Gray started doing seasonal work for the Forest Service in Steamboat Springs in 1978. He started in the world of woods, fighting forest fires on crews in Oregon and California, though he's originally from the East Coast.

"My wife, Nancy, says that I was misplaced," Gray said. "I should have been out West."

The two have been married 30 years and have two daughters in their 20s, Jessica and Rebecca.

He now works with timber sales and has helped design hundreds of roads for timber companies coming in to log. He also coordinates safety and information signs, as well as hazardous materials cleanup across the region's Forest Service land.

If a vehicle carrying fuel crashes on Rabbit Ears Pass, Gray gets a call. He'll coordinate efforts to clean up the spill and protect wildlife and the water supply.

"The Forest Service has been a good job," Gray said. "It's rewarding, and you feel like you're doing the right thing."

Sometimes, Gray said, his hazardous materials role gets particularly interesting. He found a methamphetamine laboratory while on a drive once.

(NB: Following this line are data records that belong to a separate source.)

PR #358, opened 2024-04-04
Expose api-definition endpoints to golem-cli

### LINKED ISSUE #242: Support for worker-bridge in Golem-CLI
Based on discussion with @jdegoes

jupposessho:
Resolves #242

### DIFF
--- a/golem-cli/src/api_definition.rs
+++ b/golem-cli/src/api_definition.rs
@@ -1,0 +1,215 @@
+// Copyright 2024 Golem Cloud
+//
+// Licensed under the Apache License, Version 2.0 (the "License");
+// you may not use this file except in compliance with the License.
+// You may obtain a copy of the License at
+//
+//     http://www.apache.org/licenses/LICENSE-2.0
+//
+// Unless required by applicable law or agreed to in writing, software
+// distributed under the License is distributed on an "AS IS" BASIS,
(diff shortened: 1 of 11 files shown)


afsalthaj (approved):

justcoon (approved):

I "pulled off the side of the road and just found it," he said. "I worked with the county on that. : You have to have the cooperation of other agencies to get this work done."

Gray is passionate about preserving the land and helping the community.

"When I look at a location of a road, I think if this were my house back there, is this where I'd want a road?" he said.

All over the map

Gray's work covers a lot of ground. The Medicine Bow-Routt and Thunder Basin land runs to Montana and the Dakotas and then south to the White River, Gray said. The territory covers about 3.3 million acres, said Diann Ritschard, public affairs director for the area.

Adding roads to that land requires a lot of paperwork, Gray said. The logging roads are closed after their use. When it sells timber, the Forest Service is required to meet requirements of the National Environmental Policy Act. The public doesn't always understand how much work goes into it, Gray said.

"Before we do anything on the ground, we spend a lot of time at the front on the NEPA process - time and money," he said.

There are projects that push through smoothly, however. Some call them "white hat" projects. At the Forest Service, Gray and Ritschard go with "green hat" instead. Gray plans to work on one this summer: the closure of former mines for safety purposes.

"It's way more than 'feel good,'" Ritschard said. "It's good all around."

Gray loves his job, partly because it allows him to work in the field. He's rarely in the office from June to about November. He also enjoys working with contractors and his colleagues.

Gray has a wealth of knowledge, Hill said. She was forest engineer in Routt - her first Forest Service job. Gary taught her a great deal, said Hill, who now works in South Dakota. He's an avid bow hunter and skier.

He's also a dependable fellow who's fairly set in his ways, Hill said.

"The drafting tables in the engineering room were right outside my office," she said. "I could usually set my clock by looking out and seeing Gary perched on one of the drafting chairs with his lunch cooler and his newspaper."

Ritschard said he earned the Engineering Technician of the Year honor.

"He has done all these various duties with exemplary skill, knowledge and personal relationships," Ritschard said. "He deserved the award. He indeed did."

Gray said he was surprised to receive the Engineering Technician of the Year award. His colleagues deserve much of the credit, he said. Everything at the Forest Service is a team effort, particularly because the agency faces frequent budget and staff shortages, Gary said.

But Gray really just likes working in the woods - and working hard.

"I said, 'Why me?'" he said with a grin. "I'm just doing my job."